Recently, it is becoming exceedingly important for the industry to consider the environment, global warming and air pollution. To protect the environment, exhaust manifold systems are being developed to improve fuel economy and to clean exhaust gas from materials that are highly recyclable. Conventional manifolds are made of cast iron, which has poor heat resistance and is relatively heavy weight. Furthermore, cast iron is lot less recyclable than for e.g. stainless steels. Ferritic stainless steels are considered to replace cast iron, to offer a cheaper and more environment friendly option.
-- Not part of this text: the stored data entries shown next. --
PR #789, opened 2026-06-04
auto/issue-642 → master

yihua-zhuo:
Auto-created by CI from branch `auto/issue-642`.


src/api/routers/role_management.py
```diff
@@ -0,0 +1,142 @@
...
+    """At least one permission is required to avoid creating a zero-permission role."""
+
+    permissions: list[str] = Field(..., min_length=1)
+
+
+class AssignRoleRequest(BaseModel):
+    role_id: int = Field(..., description="Role to assign to the user")
+
+
+@role_management_router.get("/roles")
```
yihua-zhuo, line 48: **CRITICAL** (critical)

**Issue:** Pagination is done in Python after fetching the full list from the service — this loads all roles into memory and then slices, which does not scale and is an O(N) memory hit per request (Rules 31, 34).

**Suggestion:** Push page/page_size into the service call: `await svc.list_roles(tenant_id=ctx.tenant_id, page=page, page_size=page_size)` and return `(items, total)` from the service like the legacy RBAC router does.

src/api/routers/role_management.py
```diff
@@ -0,0 +1,142 @@
...
+async def mgmt_list_roles(
+    page: int = Query(1, ge=1),
+    page_size: int = Query(50, ge=1, le=200),
+    ctx: AuthContext = Depends(require_auth),
+    session: AsyncSession = Depends(get_db),
+):
+    svc = RoleService(session)
```
yihua-zhuo, line 55: **CRITICAL** (critical)

**Issue:** `RoleService.list_roles(tenant_id=...)` is called without page/page_size, then the full result set is serialized with `.to_dict()` on every item before pagination — for tenants with thousands of roles this is both a memory and CPU problem (Rule 90).

**Suggestion:** Have the service accept page/page_size and return a tuple so the router only serializes the page slice.

tests/integration/test_rbac_integration.py
```diff
@@ -571,3 +637,68 @@ async def test_create_role_duplicate_name_returns_409(
 
         second = await api_client.post("/api/v1/rbac/mgmt/roles", json=body)
         assert second.status_code == 409
+
+    async def test_create_role_denies_non_admin(
```
yihua-zhuo, line 641: **CRITICAL** (critical)

**Issue:** `test_create_role_denies_non_admin` mutates `_app.dependency_overrides` directly and uses its own ASGITransport client — this duplicates the `client` / `api_client` fixture logic and creates a second dependency override that races with the `client` fixture's override if both are used in the same test session (Rule 112, Rule 124).

**Suggestion:** Extract the ASGI client + dependency override into a shared fixture (e.g., `non_admin_client`) parameterized by auth headers.

src/api/routers/rbac.py
```diff
@@ -11,10 +11,8 @@
 from db.connection import get_db
 from internal.middleware.fastapi_auth import AuthContext, require_auth
 from services.rbac_service import RBACService
-from services.role_service import RoleService
 
 rbac_router = APIRouter(prefix="/api/v1/rbac", tags=["rbac"])
-role_management_router = APIRouter(prefix="/api/v1/rbac/mgmt", tags=["rbac-roles"])
 
 
 def _paginated(items, total, page, page_size):
```
yihua-zhuo, line 18: **INFO** (suggestion)

**Issue:** Helper `_paginated` is a clean DRY utility; consistent envelope shape across endpoints.

src/api/routers/role_management.py
```diff
@@ -0,0 +1,142 @@
...
+    roles = await svc.list_roles(tenant_id=ctx.tenant_id)
```
yihua-zhuo, line 56: **INFO** (suggestion)

**Issue:** Mixes service classes (RoleService vs RBACService in the legacy router) for overlapping functionality — potential for divergent behavior (e.g. different tenant filtering semantics) between the two routers (Rule 112).

**Suggestion:** Consolidate into a single RBAC service or document the boundary explicitly in the module docstring.

src/api/routers/role_management.py
```diff
@@ -0,0 +1,142 @@
...
+    return {"success": True, "data": result, "message": msg}
+
+
+@role_management_router.get("/permissions")
+async def mgmt_list_permissions(
+    ctx: AuthContext = Depends(require_auth),
+    session: AsyncSession = Depends(get_db),
+):
+    svc = RoleService(session)
+    perms = await svc.list_all_permissions()
```
yihua-zhuo, line 141: **INFO** (suggestion)

**Issue:** `mgmt_list_permissions` returns a raw list without pagination envelope — acceptable if the permission set is small and static, but lacks consistency with the paginated `/roles` endpoint (Rule 91).

**Suggestion:** Wrap in a consistent envelope: `{"data": {"items": perms, "total": len(perms)}}` for API consistency.

src/api/routers/role_management.py
```diff
@@ -0,0 +1,142 @@
...
+from db.connection import get_db
+from dependencies.rbac import require_permission
+from internal.middleware.fastapi_auth import AuthContext, require_auth
+from services.role_service import RoleService
+
+role_management_router = APIRouter(prefix="/api/v1/rbac/mgmt", tags=["rbac-roles"])
+
+
+class CreateRoleRequest(BaseModel):
+    name: str = Field(..., min_length=1, max_length=50)
```
yihua-zhuo, line 34: **INFO** (suggestion)

**Issue:** `CreateRoleRequest.permissions: list[str] = Field(..., min_length=0)` allows zero permissions at creation time — the comment on line 39 explains this is intentional for `UpdatePermissionsRequest` but the create schema allows the same loophole, contradicting the stated invariant.

**Suggestion:** Set `min_length=1` on CreateRoleRequest.permissions to match the invariant that every role has at least one permission.

src/api/routers/role_management.py
```diff
@@ -0,0 +1,142 @@
...
+from fastapi import APIRouter, Depends, Path, Query
+from pydantic import BaseModel, Field
+from sqlalchemy.ext.asyncio import AsyncSession
+
+from db.connection import get_db
+from dependencies.rbac import require_permission
+from internal.middleware.fastapi_auth import AuthContext, require_auth
+from services.role_service import RoleService
+
+role_management_router = APIRouter(prefix="/api/v1/rbac/mgmt", tags=["rbac-roles"])
```
yihua-zhuo, line 30: **INFO** (suggestion)

**Issue:** Path prefix `/api/v1/rbac/mgmt` is a sub-prefix of the legacy router at `/api/v1/rbac` — the comment block explains the collision avoidance, but this creates two divergent APIs for the same domain (Rule 112, Rule 120).

**Suggestion:** Deprecate the legacy RBAC router or merge the management endpoints into it; avoid maintaining two parallel APIs.

tests/integration/test_rbac_integration.py
```diff
@@ -32,6 +31,10 @@ async def _seed_rbac_data():
     This function inserts the seed data into already-existing tables.
 
     Uses asyncpg (async) so it is safe to call inside async test fixtures.
+
+    asyncpg is imported lazily here (not at module top) so the rest of the
+    file can be imported in environments where asyncpg is not installed
+    (e.g. type-checker only runs).
     """
     db_url = os.environ.get("DATABASE_URL")
```
yihua-zhuo, line 39: **WARNING** (suggestion)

In this thesis existing ferritic stainless steels were developed as well as completely new steel grade for high temperature applications, such as the exhaust systems at Wärtsilä, the catalytic converters at Ecocat and for the automotive industry. The new steel grade was developed in collaboration with Outokumpu OYJ and Companhia Brasileira de Metalurgia e Mineração (CBMM). Steels used in high temperature applications are required to have good mechanical- and corrosion resistance properties. The high temperature strength can be increased by adding Nb to increase the basic strength of the material and by controlling the precipitation occurring in the structure during the high temperature service. Further coarsening of the precipitates has a significant effect on the mechanical properties of the steel. In addition to Nb, precipitation of other elements such as Ti, Si and Mo and formation of secondary phases such as Laves-phase influence on the high temperature properties of the product. The precipitation of certain elements such as Mo may also have an effect on the corrosion resistance properties of the steels.

By understanding and controlling the precipitation phenomena in these steels, significant improvements can be done to steels properties. The studied materials are ferritic stainless steel products from Outokumpu OYJ and as well as new experimental melts. The research included a comprehensive experimental part, where the high temperature conditions were simulated with thermomechanic Gleeble simulator as well as with Thermo-calc software. Electron microscopes, x-ray diffraction and spectroscopy among many other methods were used to study the precipitation and Laves phase. Furthermore, the actual properties of the steels were measured with tensile tests, macro- and micro hardness measurements and corrosions tests. The thesis includes five peer reviewed articles focused on Laves phase and modelling of the material.